Examples of non-metamathematical results that were independent of PA, but true of second order number theory, were not discovered until much later. Within a short time of each three such statements that were more "natural" were discovered. The Paris–Harrington Theorem, which was about a statement in Ramsey theory, the Kirby–Paris theorem, which showed the independence of Goodstein's theorem from Peano Arithmetic and the Kruskal's tree theorem, a statement about finite trees.
In this talk I shall discuss Goodstein's theorem which discusses the end behavior of a certain "Zero player" game about k-nary expansions of numbers. I will also give some elements of the proof of the Kirby–Paris theorem.
Fall 2014
September 25, Vladimir Sotirov
Title: The compact open topology: what is it really?
Abstract: The compact-open topology on the space C(X,Y) of continuous functions from X to Y is mysteriously generated by declaring that for each compact subset K of X and each open subset V of Y, the continous functions f: X->Y conducting K inside V constitute an open set. In this talk, I will explain the universal property that uniquely determines the compact-open topology, and sketch a pretty constellation of little-known but elementary facts from domain theory that dispell the mystery of the compact-open topology's definition.
October 8, David Bruce
Title: Hex on the Beach
Abstract: The game of Hex is a two player game played on a hexagonal grid attributed in part to John Nash. (This is the game he is playing in /A Beautiful Mind./) Despite being relatively easy to pick up, and pretty hard to master, this game has surprising connections to some interesting mathematics. This talk will introduce the game of Hex, and then explore some of these connections. *As it is a lot more fun once you've actually played Hex feel free to join me at 3:00pm on the 9th floor to actually play a few games of Hex!*
October 22, Eva Elduque
Title: The fold and one cut problem
Abstract: What shapes can we get by folding flat a piece of paper and making (only) one complete straight cut? The answer is surprising: We can cut out any shape drawn with straight line segments. In the talk, we will discuss the two methods of approaching this problem, focusing on the straight skeleton method, the most intuitive of the two.
November 5, Megan Maguire
Title: Train tracks on surfaces
Abstract: What is a train track, mathematically speaking? Are they interesting? Why are they interesting? Come find out!

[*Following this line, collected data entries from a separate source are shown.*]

PR #490, opened 2025-04-30
Fix CI: properly order the header includes for cpplint

alireza-moayyedi:
Noticed this error in other PRs so I decided to fix it.


Rayman (approved):

Rayman:
Thank you for the PR. The CI on humble fails, but this is expected. I've tried to fix it here: https://github.com/ros/rosdistro/pull/45568

PR #491, opened 2025-05-01
Improve pointcloud_to_pcd by extracting all fields available in sensor_msgs PointCloud2

Adraub:
Before pointcloud_to_pcd tool was not able to extract intensities out of a sensor_msgs::msg::PointCloud2 message.
Now it can extract automatically any field like XYZ, XYZI, XYZRGB, etc...
I have also done a bit of refactoring to use pcl_ros::transformPointCloud API rather than doing computation in the tool code.


Rayman (approved):

Rayman:
Thank you!

PR #506, opened 2025-08-18
chore: tf2_ros to hpp headers

Timple:


pcl_ros/include/pcl_ros/impl/transforms.hpp
```diff
@@ -39,8 +39,8 @@
 
 #include <pcl/common/transforms.h>
 #include <pcl_conversions/pcl_conversions.h>
-#include <tf2_ros/buffer.h>
-#include <tf2_ros/transform_listener.h>
+#include <tf2_ros/buffer.hpp>
+#include <tf2_ros/transform_listener.hpp>
```
Rayman: I think cpplint now fails because now the .hpp include should go with the other .hpp includes

Timple: Hmm, guess you're right. If only we had tools with a `--reformat` option :smile:

Issue #225, opened 2019-03-27
ROS2 Port


LucidOne:
Is there a central place where we are tracking architectural  issues for a ROS2 interface to PCL?

The big one I recall is handling pipelined pcl operations with nodelets. Zero copy is great until an old point cloud gets over written by a new one before you are done with it.

paulbovbel:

November 19, Adrian Tovar-Lopez
Title: Hodgkin and Huxley equations of a single neuron
December 3, Zachary Charles
Abstract: An addition chain is a sequence of numbers starting at one, such that every number is the sum of two previous numbers. What is the shortest chain ending at a number n? While this is already difficult, we will talk about how addition chains answer life's difficult questions, including: How do we compute 2^4? What can the Ancient Egyptians teach us about elliptic curve cryptography? What about subtraction?